GAAP earnings are foreseen between $0.51 and $0.55 per share which includes the $0.21 per share benefit recorded in the fourth quarter to show up as a negative in the upcoming quarter. Adjusted for this earnings are seen between $0.72 and $0.76 per share.
Full year sales for the upcoming year are seen up 3-4% in constant currencies, yet Estee Lauder already expects a two percent headwind from currencies for the upcoming year. Adjusted for the 3% estimated full year impact of the accelerated orders, sales are seen up 6-7% in constant currencies. Full year non-GAAP earnings are foreseen between $3.10 and $3.20 per share.
The full year guidance is largely in line with consensus estimates which call for revenues of $11.4 billion and earnings of $3.17 per share.
Estee Lauder has a very solid financial position having some $1.63 billion in cash and equivalents. Total debt in the meantime stands around $1.33 billion, which results in a solid net cash position of about $300 million.
With some 390 million shares outstanding at the moment and those shares exchanging hands at $76 per share, equity in the business is valued at roughly $29.6 billion.
For the fiscal year which closed after the reporting of the quarterly results, revenues came in at $11.0 billion on which the company reported net earnings of $1.2 billion. This values operating assets of the firm at 2.7 times annual revenues and 24-25 times annual earnings.
Strong Player In A Growing Market
In a recent investor presentation Estee Lauder stressed the growing global market for beauty products aided by aging populations and growing disposable incomes. Yet the company is not alone in targeting to gain from the increased desire of the world for beauty products, as the growing market results in anticipated stiff competition of course.
For the upcoming years Estee Lauder has still set some challenging goals for itself. It aims to grow sales a percentage point quicker compared to the overall beauty segment per annum with acquisitions expected to add another percent to growth. The targeted 50 basis points in operating margin improvements should allow for double-digit earnings per share growth.
Optimistic Outlook, Based on Solid Fundamentals
The guidance for future growth is furthermore based on a solid performance in the company's history. Over the past decade the company has nearly doubled its sales from $5.7 billion to $11 billion by now. Earnings have grown even more as the company has expanded its after-tax net margins to levels over 10%.
Investors have seen even greater returns on a per-share basis as the company has repurchased about 15% of its outstanding share base in the meantime.
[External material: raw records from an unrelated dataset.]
PR #2431, opened 2026-08-05
Parse `REVOKE GRANT OPTION FOR`

LucaCappelletti94:
`GRANT ... WITH GRANT OPTION` parses today but the `REVOKE` statement that withdraws that option did not, and this PR closes that gap.

Also, I noticed that there was a `test_revoke_with_cascade` which excluded `MySqlDialect`, which has no reason to be I could identify, so I removed the filter.

### DIFF
--- a/src/ast/dcl.rs
+++ b/src/ast/dcl.rs
@@ -486,10 +486,14 @@ impl From<Grant> for crate::ast::Statement {
 }
 
 /// REVOKE privileges ON objects FROM grantees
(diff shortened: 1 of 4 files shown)


LucaCappelletti94:
@iffyio this is the last one of the < 100 lines PRs I opened, the other ones are all larger. I tried to keep them as tiny as possible, but most of those are regarding adding statements support so they tend to be naturally larger.

iffyio (approved):

PR #2435, opened 2026-08-07
Support `NO INHERIT` modifier on `CHECK` constraints

LucaCappelletti94:
PostgreSQL marks constraints that child tables should not inherit with `NO INHERIT`, and `pg_dump` emits it for any schema using table inheritance. The parser rejected it in every position:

Takeaway For (Potential) Investors
Long term investors in the company have seen solid returns. After shares have been rather stagnant around $20 in the period of 2005 to 2008, shares fell to levels as low as $10 in 2009. Ever since, shares have seen a steady increase to current levels around all time highs.
Despite the solid operational performance, I think that a lot of the share price advancements being made over the past few years has been aided by lower interest rates and an increase in valuation multiples. Clearly the seven-fold in the share price over the past five years has outpaced operational achievements in the meantime.
Therefore I remain very cautious on the prospects for the shares, even as shares fro the company remain very rosy. Trading at roughly 25 times earnings a lot of good news, and some more has been priced into the valuation. This creates very little potential reward to the risks in my view.
Disclosure: The author has no positions in any stocks mentioned, and no plans to initiate any positions within the next 72 hours. The author wrote this article themselves, and it expresses their own opinions. The author is not receiving compensation for it (other than from Seeking Alpha). The author has no business relationship with any company whose stock is mentioned in this article.